Son équipe, formée de Jacques Schmidt, costumier, et Richard Peduzzi, décorateur, est désormais en place. Il montre un autre spectacle-somme : le
Peer Gynt d'Ibsen, où il déploie toutes les faces de son talent, participant même aux décors.
En 1982 il est codirecteur (avec Catherine Tasca) du Théâtre des Amandiers de Nanterre. Il mêle scène théâtrale, école de théâtre et cinéma dans le même lieu. Là, il monte la quasi-totalité de l'oeuvre de Koltès, et travaille dans la proximité immédiate de l'auteur.
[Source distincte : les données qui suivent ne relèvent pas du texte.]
PR #983, opened 2018-05-09
New manifest driven method for disabling backend unit tests

rkimballn1:
The old method for skipping tests, placing SKIP_TEST_FOR macros in the code, does not scale well. Implementors of backends should not be editing ngraph unit tests to disable them.
New method is to use a manifest file which is located in the backend's directory. From cmake you register the backend for test, pointing to the manifest file. Magic.


rkimballn1:
TESTNOW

Après avoir longuement célébré dans ses mises en scènes le théâtre à l'italienne et sa machinerie, aux Amandiers il fait éclater la scène et intègre la salle, par exemple dans sa mise en scène des Paravents de Genet. Il monte en 1987 Platonov de Tchekhov, avec les élèves de son école.
Depuis 1990 Chéreau mène une carrière d'artiste indépendant, et se tourne de plus en plus vers le cinéma. La Reine Margot (1994) est un vrai succès populaire.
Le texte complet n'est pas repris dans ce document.